Otra vez el bloqueo. Le sucede a menudo. Demasiado a menudo, en los últimos meses. Poco importan los plazos del editor, no le entregará nada que él mismo no leería con gusto. Y no le gusta lo que escribe. La trama no avanza. Y los personajes… Los personajes no están bien perfilados. Ni las descripciones ni  las acciones los definen. ¿Qué hacer? Por esta noche, dejar de escribir e irse a la cama. Con algo de suerte, tal vez el sueño conmiserativo le resetee la imaginación.

Despierta ya en pleno mediodía. La luz le hiere la mirada al abrir los ojos. Enciende un cigarrillo, prepara café, enciende el ordenador y entra en el baño. Sentado de nuevo ante el ordenador, comprueba con estupor que han cambiado los diálogos en el texto que llevaba escrito. También ha cambiado la narración, todo el texto. No reconoce las palabras que, de la noche a la mañana, aparecen escritas. Él no escribió nada de eso.

Al protagonista lo encuentra muerto en el primer capítulo. Los deudos (a los que no reconoce) sostienen  diálogos surrealistas en torno al finado durante el velorio.

— Si dejas los pies en remojo toda la noche, adquiere más gusto. Nosotros lo hacemos siempre así con el caldo. Al día siguiente tiene más sustancia.

— Vaya… ¿Y los sacas antes del hervido o los pones también a cocer?

— Depende. Nosotros usamos los del abuelo que ya no los usa para andar.

El difunto protagonista ya no está muerto en el capítulo segundo. En algún momento, debió de salir del ataúd porque está muy atareado metiéndole mano a la mujer del caldo, que no lleva sostén. Se ha dejado bigote. Luce pajarita y un diente de oro, que le comenta a la mujer haberse mandado hacer con las primeras pepitas que había sacado de Sierra Pelada en sus tiempos de garimpeiro.

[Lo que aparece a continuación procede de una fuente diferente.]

PR #1928, opened 2017-03-29
perf(report): Remove screenshots audit

paulirish:


brendankenny:
looks like [sample.json(https://github.com/GoogleChrome/lighthouse/blob/fdadb93bddd2de610addba08c9e0efd0d6b638a5/lighthouse-core/test/results/sample.json) and [dbw_tester-perf-results.json](https://github.com/GoogleChrome/lighthouse/blob/fdadb93bddd2de610addba08c9e0efd0d6b638a5/lighthouse-core/test/fixtures/dbw_tester-perf-results.json) need to be updated after this and the various other changes that have been made. We should probably script that...

paulirish:
yah. those have gotten stale real quick.

Issue #1887, opened 2017-03-21
[meta] V2 Report Burndown


paulirish:
_This list will be updated_

### Overview
* [ ] Add config v2 MVP #1880 [@patrickhulce]
* [ ] Add `--v2` flag. [@brendankenny]

### Report sprint
* [ ] Add report DOM renderer MVP [@dgozman]
  * [ ] Re-sort topics by failures [@robdodson]
  * [ ] Hide passing audits [@ebidel]
  * [ ] Render Markdown to DOM [@brendankenny]
  * [ ] Migrating various formatters to DOM [team]

### Audit IA refactor
* [ ] Perf metrics move [@patrickhulce]
* [ ] PWA topics collapse into audits [@paulirish]

### PWA definition - Align PWA items w/ Checklist  [@ebidel]
* [x] add TTI < 10s audit [@paulirish]
* [ ] Add placeholders for crossbrowser, etc
* [ ] Express PWA boolean along with score (decide how score and boolean relate)

wardpeet:
if it helps I can make the report cross browser ^^

ebidel:
@paulirish since we can test the additional PWA checklist items, do we need fake audits for them (crossbrowser, each page has an url, page transitions dont fee janky)? There's already a note at the top of the section that says our items are a subset of the checklist and links to it:

<img width="667" alt="screen shot 2017-03-22 at 4 51 21 pm" src="https://cloud.githubusercontent.com/assets/238208/24225838/ef04af5e-0f1f-11e7-86c5-c388a9313a48.png">

paulirish:
@ebidel not sure! we could do fake audits (a la comingSoon) or some paragraph text at the end of the section, or something else. The paragraph text doesn't sound so bad to me.

For expressing the PWA boolean I think we should plan on showing like a green checkmark if you're good.  So maybe something like

> ### Congrats, you're bonafide! 
> #### You've met the requirements for a [baseline progressive web app]()*.

> *Baseline PWAs require a few criteria that Lighthouse didn't test. 1) The site must work crossbrowser. 2) Each page must have a URL. 3) Transitions between pages dont feel janky. [Read more here]().

Just spitballing, so whatever. :)

paulirish:
closing in favor of the io burndown issue. #1937 

i filed the new #2059 to capture our convo here about the untested PWA reqs

PR #1933, opened 2017-03-29
Add basic rendering to report generator v2

dgozman:
Supports categories, audits, scores, lists, blocks and text.
Changed is-on-https audit to show list of urls as an example.
Clearly needs some design love.

Ref #1887


paulirish:
FYI y'all: it's very basic. 

Screenshot: 
image

lighthouse-core/report/v2/report-styles.css
```diff
@@ -0,0 +1,160 @@
...
+  box-sizing: border-box;
+}
+
+.hidden {
+  display: none !important;
+}
+
+/* Text */
+
+.lighthouse-text {
```
patrickhulce: We tried to follow BEM in the previous report, do we have any opinions about it in the new world?

I'm personally not a huge fan, but I like the idea of having some convention to standardize around.

lighthouse-core/report/v2/report-renderer.js
```diff
@@ -19,19 +19,190 @@
...
+   * @param {ReportJSON} report
+   * @return {Element}
    */
-  render(element) {
-    const pre = document.createElement('pre');
-    pre.textContent = JSON.stringify(this._report, null, 2);
-    element.appendChild(pre);
+  renderReport(report) {
+    try {
+      var element = this._renderReport(report);
```
patrickhulce: might have to make a decision if we follow devtools style and conventions or lighthouse (or drift the rest of lighthouse to devtools?). use of `const`, `let` vs. `var`, object shorthand, etc

lighthouse-core/report/v2/report-renderer.js
```diff
@@ -19,19 +19,190 @@
...
+    return element;
+  }
+
+  /**
+   * @param {Error} e
+   * @return {Element}
+   */
+  _renderException(e) {
+    var element = this._createElement('div', 'lighthouse-exception');
+    element.textContent = '' + e;
```
patrickhulce: thoughts on `e.stack` instead for a little more info?

lighthouse-core/report/v2/report-renderer.js
```diff
@@ -19,19 +19,190 @@
...
+      title += ': ' + audit.result.displayValue;
+    element.appendChild(this._renderScore(audit.score, title, audit.result.helpText));
+    if (audit.result.details)
+      element.appendChild(this._renderDetails(audit.result.details));
+    return element;
   }
 };
 
+// /** @typedef {{type: string, text: string|undefined, header: DetailsJSON|undefined, items: Array<DetailsJSON>|undefined}} */
+// var DetailsJSON;
```
dgozman: Linter doesn't like var here, but using let will pollute the scope. Is there a known way for typedefs?

brendankenny: > Linter doesn't like var here, but using let will pollute the scope. Is there a known way for typedefs?

yeah, I was thinking about this when looking at enabling closure compilation of the project again. If we do more typedefs in files just meant for node/browserification, the nice thing is that those will be limited in scope to the file. For stuff in the browser it's harder. A few ideas:

1) we could add an .eslintrc to this directory to modify the rules, since in theory this js file will only ever run in a browser context and not in node (never say never, though :)
2) NTI doesn't support typedefs as namespaces, but would doing `ReportRenderer.DetailsJSON` work here since the namespace would be a real object?
3) we live with the pollution and in the future add something to `report-generator.js` that strips it out
4) We live with the pollution and pick names that will only ever be used for typedefs

paulirish: My vote is for 3.  The pollution seems very manageable, for the limited number of typedefs we have.

brendankenny: > My vote is for 4

SGTM2.

We were also just talking and realized it doesn't matter if this is `var` or `let` here anyways, since even if we use `var` here if somewhere else a global with the same name is declared with `let` or `const` it will throw an error. So I'm good with `let` and global pollution.

lighthouse-core/report/v2/report-styles.css
paulirish: Agree with having a convention. That said, I don't love any of the options. But I think we need to pick one regardless

Honestly BEM probably has the most tooling support of any CSS convention, so I favor that.

Should we migrate to it in this PR? I could go either way.

lighthouse-core/report/v2/report-renderer.js
```diff
@@ -19,19 +19,190 @@
...
+    return element;
+  }
+
+  /**
+   * @param {Error} e
+   * @return {Element}
+   */
+  _renderException(e) {
+    const element = this._createElement('div', 'lighthouse-exception');
+    element.textContent = String(e);
```
paulirish:
```js
String(e.stack)
```
so we can get the message and callstack.

dgozman: Done

lighthouse-core/report/v2/report-styles.css
dgozman: Adopted BEM.

lighthouse-core/report/v2/report-renderer.js
```diff
@@ -19,19 +19,190 @@
...
+      title += ': ' + audit.result.displayValue;
+    element.appendChild(this._renderScore(audit.score, title, audit.result.helpText));
+    if (audit.result.details)
+      element.appendChild(this._renderDetails(audit.result.details));
+    return element;
   }
 };
 
+/** @typedef {{type: string, text: string|undefined, header: DetailsJSON|undefined, items: Array<DetailsJSON>|undefined}} */
+let DetailsJSON;
```
brendankenny: can do `let DetailsJSON; // eslint-disable-line no-unused-vars` for each of these to disable the lint failure on just these lines

lighthouse-core/report/v2/report-renderer.js
```diff
@@ -19,19 +19,190 @@
...
+   * @param {number} score
+   * @param {string} title
+   * @param {string} description
+   * @return {Element}
+   */
+  _renderScore(score, title, description) {
+    const element = this._createElement('div', 'lighthouse-score');
+    const value = this._createChild(element, 'div', 'lighthouse-score__value');
+    value.textContent = score.toLocaleString(undefined, {maximumFractionDigits: 1});
+    if (score <= 50)
```
ebidel: For scoring, you can use this from the existing report:

```
const RATINGS = {
  GOOD: {label: 'good', minScore: 75},
  AVERAGE: {label: 'average', minScore: 45},
  POOR: {label: 'poor'}
};
```

lighthouse-core/report/v2/report-renderer.js
```diff
@@ -19,19 +19,190 @@
...
+
+  /**
+   * @param {number} score
+   * @param {string} title
+   * @param {string} description
+   * @return {Element}
+   */
+  _renderScore(score, title, description) {
+    const element = this._createElement('div', 'lighthouse-score');
+    const value = this._createChild(element, 'div', 'lighthouse-score__value');
```
ebidel: could easily get away without having a `_createChild`:

`element.appendChild(this._createElement('div', 'lighthouse-score__value'));`

lighthouse-core/report/v2/report-template.html
```diff
@@ -21,14 +21,15 @@
...
 </head>
 <body>
   <noscript>Lighthouse report requires JavaScript. Please enable.</noscript>
   <script>window.__LIGHTHOUSE_JSON__ = %%LIGHTHOUSE_JSON%%</script>
   <script>%%LIGHTHOUSE_JAVASCRIPT%%</script>
   <script>
-    const renderer = new ReportRenderer(window.__LIGHTHOUSE_JSON__);
-    renderer.render(document.body);
+    const renderer = new ReportRenderer(document);
+    document.body.appendChild(renderer.renderReport(window.__LIGHTHOUSE_JSON__));
```
ebidel: Hopefully in the near future, we can move some of the UI into static HTML that gets populated. Is there a plan for that? I'm still very concerned about the maintainability and scalability of a pure dom-based approach.

lighthouse-core/report/v2/report-renderer.js
```diff
@@ -19,19 +19,190 @@
...
+      return this._renderException(e);
+    }
+  }
+
+  /**
+   * @param {string} name
+   * @param {string=} className
+   * @returns {Element}
+   */
+  _createElement(name, className) {
```
dgozman: Let's do it when we need it?

lighthouse-core/report/v2/report-renderer.js
```diff
@@ -19,19 +19,190 @@
...
+    parent.appendChild(child);
+    return child;
+  }
+
+  /**
+   * @param {Element} parent
+   * @param {string} text
+   * @return {Node}
+   */
+  _createTextChild(parent, text) {
```
dgozman: Nope. I'll remove it. Thanks!

lighthouse-core/report/v2/report-renderer.js
dgozman: _createChild returns an element for further manipulations.

lighthouse-core/report/v2/report-template.html
dgozman: This is against the idea of report being embeddable and template-free.
Regarding maintainability: we plan to implement some basic primitives like list/table/url/etc, so that on average nobody has to touch report generator at all.

lighthouse-core/report/v2/report-generator.js
```diff
@@ -79,9 +80,11 @@ class ReportGeneratorV2 {
   generateReportHtml(reportAsJson) {
     const sanitizedJson = JSON.stringify(reportAsJson).replace(/</g, '\\u003c');
     const sanitizedJavascript = REPORT_JAVASCRIPT.replace(/<\//g, '\\u003c/');
+    const sanitizedCss = REPORT_CSS.replace(/<\//g, '\\u003c/');
```
patrickhulce: @ebidel I responded to that. This wasn't for XSS, this was for future-proof against us somewhere using `</script>` in a string and scratching heads for why the whole report is broken. We do it [currently](https://github.com/GoogleChrome/lighthouse/blob/master/lighthouse-core/report/report-generator.js#L40) too.

patrickhulce: Can rename to `escaped` or something if we want to make that clearer

lighthouse-core/report/v2/report-renderer.js
```diff
@@ -19,19 +19,190 @@
...
+   * @param {number} score
+   * @param {string} title
+   * @param {string} description
+   * @return {Element}
+   */
+  _renderScore(score, title, description) {
+    const element = this._createElement('div', 'lighthouse-score');
+    const value = this._createChild(element, 'div', 'lighthouse-score-value');
+    value.textContent = score.toLocaleString(undefined, {maximumFractionDigits: 1});
+    if (score <= 50)
```
ebidel: Sorry for the double comments. Github was being weird today.

lighthouse-core/report/v2/report-generator.js
ebidel: We'd know right away if the whole report was broken :) The current `_escapeScriptTags` does the same as your `sanitizedJson`, which sanitizes user input in the json results. But our own stuff should be safe (`REPORT_JAVASCRIPT` and `REPORT_CSS`)

lighthouse-core/report/v2/report-template.html
```diff
@@ -21,14 +21,15 @@
   <meta charset="utf-8">
   <meta name="viewport" content="width=device-width, initial-scale=1, minimum-scale=1">
   <title>Lighthouse Report</title>
+  <style>%%LIGHTHOUSE_CSS%%</style>
```
ebidel: This one causes vscode's syntax highlighting to blow up. WDYT about making this replace str a css comment: <style>/*%%LIGHTHOUSE_CSS%%*/</style>?

lighthouse-core/report/v2/report-template.html
ebidel: I don't think those goals are at odds with a declarative approach. For example, we could declare `<template>` partials in the page:

```
<template id="template-audit">
  <div class="lighthouse-audit">
    <div class="lighthouse-score">
      <div class="lighthouse-score__value"><!--score--></div>
      <div class="lighthouse-score__text">
        <div class="lighthouse-score__title"><!--title--></div>
        <div class="lighthouse-score__description"><!--detail--></div>
      </div>
    </div>
  </div>
</template>
```
http://jsbin.com/bojinipecu/edit?html,output

And various embedders could instantiate slightly different `<template>`s based on their needs. Alternatively, override a `render` method and add their extra functionality. It's still 100% DOM, but it would be easier to reason about app structure and make modifications to the UI.

This would also lend itself nicely to creating reusable chunks of markup+functionality in the form of web components. Each component would be responsible for its own css/html/js. DevTools could extend a given component if it needs something different.

```
const categories = __LIGHTHOUSE_JSON__.reportCategories;

const container = document.querySelector('lighthouse-category');
categories.forEach(audit => {
  const auditEl = document.createElement('lighthouse-audit');
  auditEl.audit = audit;
  container.appendChild(auditEl);
});
```

might produce something like:

```
<lighthouse-category>
  <lighthouse-audit id="critical-request-chains">
    #shadow-root
      <div class="lighthouse-score">...</div>
      ...
      <card-fortmatter></card-fortmatter>
  </lighthouse-audit>
  <lighthouse-audit>...</lighthouse-audit>
</lighthouse-category>
```

paulirish:
There's not too much left here. 
@ebidel do you want to finish off this PR? if not, i'm happy to.

ebidel:
Closing down for https://github.com/GoogleChrome/lighthouse/pull/1951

El protagonista, que se llamaba Raúl, es Pedro en el capítulo cuarto. Bueno, Pedrito, que  está recibiendo un justo castigo por arrojarle bolas de pan –extraídas del bocadillo del recreo– al profesor, mientras éste escribía en la pizarra. Lo dejó con la palma extendida, aprestándose a recibir unos contundentes varazos.

Convencido de que debe tratarse de un error, revisa todos los archivos del ordenador; ni rastro del texto que escribiera. Abandona la lectura muy preocupado, presa de un estado de ansiedad próximo al paroxismo. Está, sin duda, perdiendo el juicio. Llama a su editor y le suplica inútilmente otro aplazamiento. Convoca a su amigo Luis que tiene el borrador del original.

Con el texto grabado en un pendrive acude a la cita a primera hora de la tarde. Para pasmo de ambos, el protagonista es ahora una mujer irlandesa que, trastocando todos los convencionalismos de su época, se ha enrolado en una expedición para capturar tritones. Consigue, finalmente, capturar uno al que instala en la fuente de su jardín y que  despierta a todo el pueblo tocando una caracola. Es por eso que tiene que mudarse a una casita próxima a un lago, donde pueden proseguir con su relación acuática sin perturbar la rutina de terceros. Comienzan los consabidos problemas de pareja cuando, estupefactos, dejan la lectura.

¿Y ahora qué? Aburrido de sus indecisiones y de sus constantes rectificaciones, el relato discurre espontáneamente, por derroteros insospechados o totalmente distintos a los que él había trazado. Inútil intentar enmendarlo porque las correcciones desaparecen y, a cada corrección, el relato responde con una narración distinta. Así que, dándose por vencido, decide entregar el texto tal cual a su editor. Los dos textos: el alterado del suicida y el alternativo de la expedicionaria irlandesa.

Para su asombro, son bien acogidos. Es felicitado por su editor; que los encuentra enormemente sugestivos, alabándole su técnica narrativa, tan alejada de su habitual linealidad. Se vende bien su libro, que reúne ambos relatos, bastante mejor que sus precedentes. Desahogo económico, al fin.

Y así la vida.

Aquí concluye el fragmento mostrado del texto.